She was 45. Then years now since they got divorced, when she was only thirty-five and he, 60. He left her to marry a girl who was 25! That marriage didn’t last five years. It serves him right, she thought. He was sixty then, and the “other woman” was thirty when she left him. What did he expect? And now that he was 70, he was trying to win her back. Why? To be a wife, or act now as a nurse or maid for him? She would never forgive him for leaving her in the prime of her youth – and marrying someone young enough to be his daughter. Even I was young enough o be his daughter! I was 25 when we got married, and he was exactly fifty. TWICE my age, she reflected. And NOW he just wants me to “forgive and forget”? NO WAY, she thought angrily. Not after he took the best years of my life – then spoilt the rest of it for me.

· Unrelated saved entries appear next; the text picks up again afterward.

PR #1790, opened 2021-07-29
refactor(entity-list): add collapsed bool to store

MethodenMann:
- store search form collapsed property in store. Otherwise it would be ignored when a store is loaded since the state is only represented in a locale state of a component.

Refs: TOCDEV-3985

### DIFF
--- a/packages/entity-list/src/components/EntityList/EntityListContainer.js
+++ b/packages/entity-list/src/components/EntityList/EntityListContainer.js
@@ -2,7 +2,7 @@ import {connect} from 'react-redux'
 import {injectIntl} from 'react-intl'
 
 import EntityList from './EntityList'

Their marriage was a big mistake to begin with. A “traditional marriage”, arranged by her parents and his family. She knew that he was twice her age when he proposed, but she didn’t mind. At twenty-five, in those days, she was considered an “old maid”. All her friends and cousins were already married; some even as young as sixteen or seventeen, and already had three or four children.

She knew that some of these “salon” marriages worked out well, even with bigger age gaps between husbands and wives. She thought she’d “fall in love” with her husband later, as some of her friends or cousins did. But, love and passion never bloomed. Not knowing any better – with no previous experience to compare with, she supposed that all marriages were the same, and continued to accept their routine lives without any real joy, nor any real regrets.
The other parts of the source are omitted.